A number of my colleagues in Apama worked on these and other areas. As far as a research community went, we published mostly in distributed systems journals and conferences, such as SigOps. We worked closely with other institutions interested in events, such as Trinity College Dublin.
In 1998 I, along with a colleague, Giles Nelson, decided to start Apama. I later found out that concurrent with this, and coming from different communities, other academics had also founded companies – Mani Chandy with iSpheres and David Luckham with ePatterns. These companies had different experiences – David told me ePatterns unfortunately overspent and became a casualty in the 2000 Internet bubble bursting. David of course went on to write a very successful book on event processing. iSpheres went on to do brilliantly in energy trading but was hurt by the Enron meltdown and struggled to compete with Apama in capital markets. Apama focused primarily on capital markets, with some focus on telco and defence, and went on to be very successful, being acquired by Progress in 2005. Interestly, long after these pioneering companies were started, several new startups appeared – all claiming to have invented CEP !!

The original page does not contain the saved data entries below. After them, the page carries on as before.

PR #3016, opened 2022-02-04
lineage sql

labkey-matthewb:
#### Rationale
Implement new LabKey SQL functionality "IN expDescendantsOf ()" and "IN expAncestorsOf ()" to efficiently support lineage filters required the new sample finder feature.

#### Related Pull Requests
* https://github.com/LabKey/platform/pull/3016
* https://github.com/LabKey/commonAssays/pull/428

#### Changes
*


api/src/org/labkey/api/data/BaseColumnInfo.java
```diff
@@ -1049,7 +1049,12 @@ public void loadFromXml(ColumnType xmlCol, boolean merge)
         checkLocked();
 
         if (xmlCol.isSetConceptURI())
-            setConceptURI(xmlCol.getConceptURI());
+        {
+            String conceptURI = xmlCol.getConceptURI();
+            // User can not set this concepturi, it only applies to exp.object.objectid
+            if (!StringUtils.equalsIgnoreCase(conceptURI,BuiltInColumnTypes.EXPOBJECTID_CONCEPT_URI))
+                setConceptURI(xmlCol.getConceptURI());
```
XingY: can use conceptURI directly here

api/src/org/labkey/api/exp/api/ExpLineageOptions.java
```diff
@@ -114,6 +115,25 @@ public void setUseObjectIds(boolean useObjectIds)
         _useObjectIds = useObjectIds;
     }
 
+    /**
+     *  Use setOnlySelectObjectId() if you only care about the set of objectids returned form the lineage query.
+     *
+     * NOTE: that also means that there is no implicit container filter on the result.  The
```
XingY, line 121: The lack of container filtering should make supporting sample finder in a subfolder setup easier.

experiment/src/org/labkey/experiment/api/ExpMaterialTableImpl.java
```diff
@@ -794,22 +789,62 @@ private void addSampleTypeColumns(ExpSampleType st, List<FieldKey> visibleColumn
...
 
         SQLFragment sql = new SQLFragment();
+        sql.appendComment("<ExpMaterialTableImpl.getFromSQL()>", getSqlDialect());
         sql.append("(SELECT ");
         String comma = "";
         for (String dataCol : dataCols)
         {
-            sql.append(comma).append("m.").append(dataCol);
-            comma = ", ";
+            // don't need to generate SQL for columns that aren't selected
```
XingY, line 843: Is it true that a column is needed only if it's in the select? A query might not select RowId as a returned result, but uses rowId as a join condition to another table, or use it in the where filter. 

Ideally, LabKey would able to determine that selectedColumns should also include those dependency columns. But I have seen in testing that the absent of "RowId" is causing faceted filtering on any of those inventory columns added to samples grid to fail (Freeze/Thaw Count, StorageStatus, etc). Minimally "RowId" should probably be added to the wrappedFieldKeys set. But conservatively, we might want to continue to select all columns

experiment/src/org/labkey/experiment/api/ExpMaterialTableImpl.java
```diff
@@ -794,22 +789,62 @@ private void addSampleTypeColumns(ExpSampleType st, List<FieldKey> visibleColumn
...
     public SQLFragment getFromSQL(String alias)
+    {
+        return getFromSQL(alias, null);
+    }
+
+
+    // These are mostly fields that are wrapped by fields with different names (see createColumn())
+    // we could handle each case separately, but this is easier
+    static final Set<FieldKey> wrappedFieldKeys = Set.of(
+            new FieldKey(null, "objectid"),
```
XingY, line 804: add RowId?

query/src/org/labkey/query/sql/QInLineage.java
```diff
@@ -0,0 +1,132 @@
...
+    {
+        return (_in ? " IN " : " NOT IN ") + (_parents ? "EXPANCESTORSOF " : "EXPDESCENDANTSOF " );
+    }
+
+    @Override
+    public void appendSql(SqlBuilder builder, Query query)
+    {
+        SQLTableInfo sqlti = new SQLTableInfo(query.getSchema().getDbSchema(), "_");
+        var children = childList();
+        var LHS = ((QExpr) getFirstChild());
```
XingY, line 54: LHS short for? (I'm guess left hand side but I might be way off... )

query/src/org/labkey/query/QueryServiceImpl.java
```diff
@@ -376,10 +440,57 @@ private QExpr bind(QExpr expr, Map<FieldKey, ? extends ColumnInfo> columnMap)
...
+
+    private static final FieldKey expObjectIdFieldKey = new FieldKey(null, BuiltInColumnTypes.EXPOBJECTID_CONCEPT_URI);
+
+
+    /* It would be nice to put with class ChildOfMethod and class ParentOfMethod, but our build dependencies mean this goes here for now */
+    private static class InLineageOfClause extends WhereClause
+    {
+        static InLineageOfClause create(boolean parents, FieldKey fk, String value)
+        {
+            if (null != fk.getParent() || !StringUtils.startsWithIgnoreCase(value, "SELECT "))
```
XingY, line 458: Can consider allowing (Select ...). I see that the parentheses are added below, but doesn't hurt to double parentheses

XingY (changes requested):
Columns selection in ExpMaterialTableImpl needs some changes.

query/src/org/labkey/query/sql/QInLineage.java
labkey-matthewb: yes, left-hand side.

query/src/org/labkey/query/QueryServiceImpl.java
labkey-matthewb: I tried to make this work, but I think it's tricky.  I can check that the value starts and ends with parens.  I can't really check that they are matched parens though.

`(select col from table) AND (1=1)`

I could probably do something, but I don't want to think about it right now.

XingY: agree this is nice to have, but not important and can definitely do without for now.

XingY (approved):

PR #3017, opened 2022-02-04
Issue 44711: Field editor update to show confirm modal on change of data type for saved field

cnathe:
#### Rationale
https://www.labkey.org/home/Developer/issues/issues-details.view?issueId=44711

#### Related Pull Requests
* https://github.com/LabKey/labkey-ui-components/pull/728
* https://github.com/LabKey/platform/pull/3017
* https://github.com/LabKey/biologics/pull/1147
* https://github.com/LabKey/sampleManagement/pull/829

#### Changes
* DomainPropertyImpl update to prevent file data type (i.e. Attachment and FileLink) from being converted


experiment/src/org/labkey/experiment/api/property/DomainPropertyImpl.java
```diff
@@ -777,6 +777,10 @@ else if (_pdOld != null)
                 }
             }
 
+            // Issue 44711: Prevent attachment and file field types from being converted to a different type
+            if ("file".equalsIgnoreCase(oldType.getInputType()) && oldType != newType)
```
labkey-jeckels:
```suggestion
            if (PropertyType.FILE_LINK.getInputType().equalsIgnoreCase(oldType.getInputType()) && oldType != newType)

```

I haven't tested this yet but it would remove the magic text value.

labkey-jeckels (approved):

experiment/src/org/labkey/experiment/api/property/DomainPropertyImpl.java
cnathe: Thank you. I meant to go back and update that magic text value to use the const....but forgot. Done.

PR #3019, opened 2022-02-05
44706 : Auditing for Participant Groups

labkey-klum:
#### Rationale
This change adds a new audit provider for participant groups. We will track CRUD operations for participant groups and categories and display relevant changes in the audit record:

https://www.labkey.org/home/Developer/issues/issues-details.view?issueId=44706

#### Changes
- Implement and register a new `ParticipantGroupAuditProvider` 
- Add audit events when groups and categories are created, modified and deleted
- Revamped the group and category caches to be a single cache. Categories and groups can be retrieved by id, label etc. instead of only getting a `Collection` of objects. There was also some strange behavior where groups assigned to a category were computed outside of the cache, removed this side effecting. Unfortunately the objects returned from the cache can be mutated so we need to be aware of this. Possibly down the road we can fix this behavior.


study/src/org/labkey/study/audit/ParticipantGroupAuditProvider.java
```diff
@@ -0,0 +1,295 @@
...
+    @Override
+    public String getDescription()
+    {
+        return "Events related to the creation and modification of Participant Groups and Categories.";
+    }
+
+    @Override
+    public <K extends AuditTypeEvent> Class<K> getEventClass()
+    {
+        return null;
```
labkey-adam: Are you sure about returning `null`? Users of this method don't appear to be expecting `null`.

labkey-adam (changes requested):

study/src/org/labkey/study/audit/ParticipantGroupAuditProvider.java
labkey-klum: good point : [b0bfebd](https://github.com/LabKey/platform/pull/3019/commits/b0bfebd97de2abbfcf383128c8e887b799f6fa2d)

labkey-adam (approved):

PR #3029, opened 2022-02-09
Let Tomcat close websockets when sessions expire

labkey-alan:
#### Rationale
Tomcat automatically closes Websocket sessions for us when user sessions expire, this PR removes code that closes websocket connections during logout, in favor of letting Tomcat handle session close for us.

#### Related Pull Requests
* https://github.com/LabKey/labbook/pull/138
* https://github.com/LabKey/biologics/pull/1148

#### Changes
* NotificationService/Impl: Remove closeServerEvents
* NotificationEndpoint: Remove isSameHttpSession, doClose, close


api/src/org/labkey/api/security/AuthenticationManager.java
```diff
@@ -125,6 +126,7 @@
     private static final Logger _log = LogManager.getLogger(AuthenticationManager.class);
     // All registered authentication providers (DbLogin, LDAP, SSO, etc.)
     private static final List<AuthenticationProvider> _allProviders = new CopyOnWriteArrayList<>();
+    private static final List<LogoutHandler> _logoutHandlers = new ArrayList<>();
```
labkey-adam:
```suggestion
    private static final List<LogoutHandler> _logoutHandlers = new CopyOnWriteArrayList<>();

```
Using an `ArrayList` is not thread-safe

labkey-jeckels:
I don't know the full scenario driving this change, but consider piggybacking on the HttpSessionListener that I added last week:

https://www.labkey.org/issues/home/Developer/issues/details.view?issueId=44761

https://github.com/LabKey/platform/pull/2999

It'll get invoked anytime a session ends, whether the user has logged out directly or the session has timed out from old age.

labkey-alan:
@labkey-jeckels yeah this looks good, I'll move the LogoutHandler registry to UserManager instead of AuthenticationManager, and I'll execute the handleLogout methods inside sessionDestroyed.

api/src/org/labkey/api/security/AuthenticationManager.java
labkey-alan: Ended up moving this code to UserManager, where I also updated it to use a CopyOnWriteArrayList

labkey-jeckels:
@labkey-alan cool, let me know if you hit snags. It's still pretty fresh in my mind.

labkey-alan:
@labkey-jeckels it went smoothly, was able to integrate it without issues, and it seems to be working according to my testing.

api/src/org/labkey/api/security/UserManager.java
```diff
@@ -437,11 +444,19 @@ public void sessionCreated(HttpSessionEvent event)
         @Override
         public void sessionDestroyed(HttpSessionEvent event)
         {
+            HttpSession session = event.getSession();
+            Integer userId = (Integer) event.getSession().getAttribute(SecurityManager.USER_ID_KEY);
             // Issue 44761 - track session duration for authenticated users
             if (event.getSession().getAttribute(SecurityManager.USER_ID_KEY) != null)
```
labkey-adam:
```suggestion
            if (userId) != null)
```

labkey-adam (approved):
Thanks for taking the suggestions. And for the rename (`SessionEventHandler`)! One more suggestion to use `userId` in the null check (since you have it). No need for further review.

labkey-adam:
Sorry, one more request to update the comment with the new names, just to avoid further confusion

labkey-alan:
@labkey-adam @labkey-jeckels it appears that Tomcat is very thoughtful and closes websockets connections for us automatically when sessions expire. This means by waiting until the session expiration event has been intercepted it is already too late, and we don't need to try to kill the websockets. This also means that our Websocket client code always renders a "Session Expired" modal instead of a "Logged Out" modal, because we're not sending our custom event that has the close reason set to "org.labkey.api.security.AuthNotify#SessionLogOut". Is this problematic?

labkey-alan:
In particular this is the line that will _always_ execute when a user logs out:

https://github.com/LabKey/platform/blob/develop/api/webapp/clientapi/dom/WebSocket.js#L93

Should we revert to my original implementation, where we close the sockets ourselves before Tomcat has a chance to, or should we just roll with this behavior, and allow Tomcat to handle this for us. My inclination is to continue to let Tomcat do this for us, and just remove all the session handler code.

labkey-jeckels:
Letting Tomcat handle this seems reasonable to me. We could always adjust the wording if we're worried people will be confused about timeouts vs explicit logouts, but it doesn't seem likely to me.

Based on one of our mothership metrics, users very seldom log out in most cases and just let the session timeout on its own. It's possible that's LKB or other areas have different usage patterns, of course.

labkey-adam:
Agreed that we let Tomcat do its thing here

labkey-nicka (approved):

labkey-adam (approved):

PR #3030, opened 2022-02-10
Improve error message when a DB connection can't be created

labkey-jeckels:
#### Rationale
toString() on DataSource is pretty useless, meaning we get a message like:

Can't create a database connection to org.apache.tomcat.dbcp.dbcp2.BasicDataSource@269d3b6b

#### Changes
* Include DataSource name and URL instead of useless toString()

### DIFF
--- a/api/src/org/labkey/api/data/DbScope.java
+++ b/api/src/org/labkey/api/data/DbScope.java
@@ -1045,7 +1045,13 @@ public class DbScope
         }
         catch (SQLException e)
         {
-            throw new ConfigurationException("Can't create a database connection to " + getDataSource().toString(), e);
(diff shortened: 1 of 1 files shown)


labkey-jeckels:
@labkey-stuartm @labkey-matthewb @labkey-adam 

This change will show both the data source name like "jdbc/labkeyDataSource" and the URL, like "jdbc:postgresql://localhost/test"

The data source name shouldn't be especially sensitive, but I'd appreciate your input on whether we should omit the URL part. It'll be useful for admins but may leak more than we want about the deployment infrastructure to users, including potentially guests.

labkey-adam (approved):

PR #3031, opened 2022-02-10
Item 9998: Update permissions for StorageEditor and StorageDesigner roles

labkey-susanh:
#### Rationale
The StorageEditor and StorageDesigner roles were created recently to be able to remove some capabilities from admins.  These roles did not provide any read access, however, because in some cases those who manage samples in storage are not meant to be able to read data about all types of entities.  In particular, assay, data class (registry or source), media, and ELN data may contain IP that not everyone is meant to be able to see.  We introduce new specific Read permissions for these types of data that can be granted separately from a general Read permission (needed for reading just the basic data needed for interacting with LKS and the applications on top of it).

#### Related Pull Requests
* https://github.com/LabKey/labkey-ui-components/pull/730
* https://github.com/LabKey/inventory/pull/376
* https://github.com/LabKey/biologics/pull/1150
* https://github.com/LabKey/labkey-api-js/pull/123
* https://github.com/LabKey/labbook/pull/142
* https://github.com/LabKey/recipe/pull/58
* https://github.com/LabKey/sampleManagement/pull/832

#### Changes
* Add new permission classes for Assays, Data classes, Notebooks, and Media
* Update interface for `ProductMenuProvider.getSections` so we can remove sections based on permissions


experiment/src/org/labkey/experiment/api/ExpTableImpl.java
```diff
@@ -44,6 +44,7 @@
 import org.labkey.api.query.UserSchema;
 import org.labkey.api.query.column.BuiltInColumnTypes;
 import org.labkey.api.security.UserPrincipal;
+import org.labkey.api.security.permissions.DataClassReadPermission;
```
Sigmonia: no longer used?

query/src/org/labkey/query/controllers/QueryController.java
```diff
@@ -77,12 +77,16 @@
 import org.labkey.api.security.permissions.AbstractActionPermissionTest;
 import org.labkey.api.security.permissions.AdminOperationsPermission;
 import org.labkey.api.security.permissions.AdminPermission;
+import org.labkey.api.security.permissions.AssayReadPermission;
```
Sigmonia: Looks like these aren't being used

Sigmonia (approved):

PR #3033, opened 2022-02-10
44704: Data Views checkbox for "queries" should read "grid views"

labkey-klum:
#### Rationale
The data views option to show : queries only actually apply to gird views. To help clarify that, we are renaming the label to
- grid views
- grid views (inherited)

https://www.labkey.org/home/Developer/issues/issues-details.view?issueId=44704

#### Changes
- Rename checkbox labels
- Add a tooltip for the data view type description, improved the inherited grid view description to help users understand better.
- Discovered that chrome was truncating Ext4 tooltips, updated ext-patches to apply the fix that was previously limited to `firefox` and `safari`

### DIFF
--- a/query/webapp/dataview/DataViewsPanel.js
+++ b/query/webapp/dataview/DataViewsPanel.js
@@ -1143,15 +1143,22 @@ Ext4.define('LABKEY.ext4.DataViewsPanel', {
             sizeItems = [];
 
         if (Ext4.isArray(data.types)) {
-            for (var i=0; i < data.types.length; i++) {
-                cbItems.push({
-                    boxLabel: data.types[i].name,
-                    name: data.types[i].name,
-                    checked: data.types[i].visible,
+            Ext4.each(data.types, function(type) {
+
+                var item = {
+                    boxLabel: type.name,
+                    name: type.name,
+                    checked: type.visible,
                     width: 150,
                     uncheckedValue : '0'
-                });
-            }
+                };
+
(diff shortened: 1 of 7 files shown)


query/webapp/dataview/DataViewsPanel.js
```diff
@@ -1143,15 +1143,22 @@ Ext4.define('LABKEY.ext4.DataViewsPanel', {
...
+                    checked: type.visible,
                     width: 150,
                     uncheckedValue : '0'
-                });
-            }
+                };
+
+                // include the description as a tooltip on the element box label
+                if (type.description.length > 0)
+                    item.afterBoxLabelTpl = '<a href="#" data-qtip="' + type.description + '"><span class="labkey-help-pop-up">?</span></a>';
```
cnathe, line 1158: The new / updated description for the "grid views (inherited)" checkbox is good. the ones for "datasets" and "reports" aren't very informative. It might be worth removing them or updating them at some point.

cnathe (approved):
Looks good. I pulled down the changes locally to verify that the Chrome hover tooltip truncate issue is resolved. Glad that change is a general one instead of having to track down individual cases.

query/webapp/dataview/DataViewsPanel.js
labkey-klum: good idea, I'll just remove them as part of this PR, description is not used anywhere else

PR #3036, opened 2022-02-11
Issue 44835: LKSM: Unable to use MaterialInputs/SampleTypeName in naming pattern

XingY:
#### Rationale
When support for lineage lookup in name expression was added, expression containing 2 parts can be interpreted as  both lookup or regular parent input: Inputs/Fields, Inputs/SampleType1. However, the change caused regression in recognizing Inputs/SampleType1 as parent input and rejected it as a lookup, because SampleType1 is not a sample property field. 

#### Related Pull Requests
* 

#### Changes
*

### DIFF
--- a/api/src/org/labkey/api/data/NameGenerator.java
+++ b/api/src/org/labkey/api/data/NameGenerator.java
@@ -24,6 +24,7 @@ import org.junit.Assert;
 import org.junit.Test;
 import org.labkey.api.collections.CaseInsensitiveHashMap;
 import org.labkey.api.collections.CaseInsensitiveHashSet;
+import org.labkey.api.exp.Identifiable;
 import org.labkey.api.exp.PropertyType;
 import org.labkey.api.exp.api.ExpData;
 import org.labkey.api.exp.api.ExpDataClass;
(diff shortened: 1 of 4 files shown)


api/src/org/labkey/api/data/NameGenerator.java
```diff
@@ -573,11 +583,14 @@ public static boolean isLineageInput(Object token, @Nullable Map<String, String>
                 || aliasesInsensitive.containsKey(sTok);
     }
 
-    private Object getLineageLookupTokenPreview(FieldKey fkTok, String inputPrefix, @Nullable String inputDataType, String lookupField, User user)
+    /**
+     * @param inputDataTypeOrLookupField For syntax with 2 parts, the sencond part can be either a lookup field or a data type: Inputs/lookup, MaterialInputs/lookup, DataInputs/lookup, MaterialInputs/SampleType1
```
labkey-susanh: I'm confused by this comment.  Do we really support skipping over the sample type name entirely when using `MaterialInputs` (or `DataInputs`)? How do we find the lookup field if we don't know the sample type to look in?  I know we want to support `ImportAlias/lookup` as a substitute for `MaterialInputs/SampleType1/lookup`.  Is that what this is covering?

api/src/org/labkey/api/data/NameGenerator.java
```diff
@@ -622,6 +635,15 @@ private Object getLineageLookupTokenPreview(FieldKey fkTok, String inputPrefix,
             return null;
         }
 
+        // Inputs/SampleType1
+        if (inputDataType == null)
+        {
+            List<String> dataTypeNames = dataTypes.stream().map(Identifiable::getName).toList();
+
+            if (dataTypeNames.contains(inputDataTypeOrLookupField) || inputDataTypeOrLookupField.equals(currentDataType))
+                return isMaterial && isData ? SubstitutionValue.Inputs.getPreviewValue() : (isMaterial ? SubstitutionValue.MaterialInputs.getPreviewValue() : SubstitutionValue.DataInputs.getPreviewValue());
```
labkey-susanh: I think, at the very least, some parentheses are warranted here since the first part of this statement seems to be impossible (`isMaterial` *and* `isData`?)

experiment/src/org/labkey/experiment/api/ExperimentServiceImpl.java
```diff
@@ -1503,6 +1503,8 @@ public ExpData findExpData(Container c, User user,
         // First attempt to resolve by name.
         try
         {
+            // TODO, rowId is not found for samples newly created in the same import.
+            // This is causing name patterns containing lineage lookup to fail to generate the correct names if the child samples and their parents are created from the same import file
```
labkey-susanh, line 1507: Do we have any recourse here?  Do we need to document this or file an issue?

api/src/org/labkey/api/data/NameGenerator.java
XingY: We support ImportAlias/lookup, but we do also support skipping sample type name...  The assumption here is pooling is not that common (?), and that user might be using a field that's specific to one sample type. Just a way to provide shorthand in some scenarios.

labkey-susanh: How do we find the sample type to get to the actual lookup field if they don't tell us?  (And do we have documentation for this?)

api/src/org/labkey/api/data/NameGenerator.java
XingY: The scenario is when "Inputs" instead of "MaterialInputs" or "DataInputs" is used. Updated variable name to better match the scenario.

api/src/org/labkey/api/data/NameGenerator.java
XingY: The current implementation just iterate through all sample types until it finds a matching field. So this is not recommended to be used on a general field, such as "Name". Pinged docs team to clarify this.

labkey-susanh: Do we know of a use case where this shortcut is needed/wanted?  It seems like it would impact import performance at least a little.  Have we always supported that?  Maybe we want to deemphasize this option in the docs.

XingY: I did some refactoring to determine if a 2 parts lineage syntax refers to a sampletype or a sample field. That logic is only checked once per import, not one per row, so shouldn't impact performance much.

Agree that we should deemphasize this option in the docs.

experiment/src/org/labkey/experiment/api/ExperimentServiceImpl.java
XingY: issue created https://www.labkey.org/home/Developer/issues/issues-details.view?issueId=44855

labkey-susanh (approved):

So that’s my potted history of CEP. I don’t think any of us can claim to have invented it. I think some of us can claim to have been founding pioneers in taking it into the distributed world. Some others of us can claim to have started pioneering companies. All of us in this community are still in at an early stage – and it is going to get even more fun.
There’s one bit I haven’t talked about yet – and that’s terminology. Most researchers originally called this area “composite event processing”. The term “complex event processing” now seems to be popular – due to David’s book. There are some arguments about the differences between “complex/composite event processing” and “event stream processing”. From my perspective, when Apama was acquired by Progress, Mark Palmer invented the term “event stream processing” to avoid using the word “complex” – which Roy Schulte from Gartner thought would put off customers looking for ease-of-use. However, then it seemed that the industry decided that event stream processing and complex event processing were different – the former being about handling “simple occurrences” in “ordered event streams” and the latter being about handling “complex occurrences” in “unordered event streams”. Now in my opinion, any system that can look for composite patterns in events from potentially distributed sources, is doing complex/composite event processing. Yes, there may be issued to do with reordering but there may be not. It depends on the event sources and the application.
It's often tricky to work out "who was first" in academic developments. But it's good to know we have some excellent pioneers active within our CEP community who all deserve a lot of respect.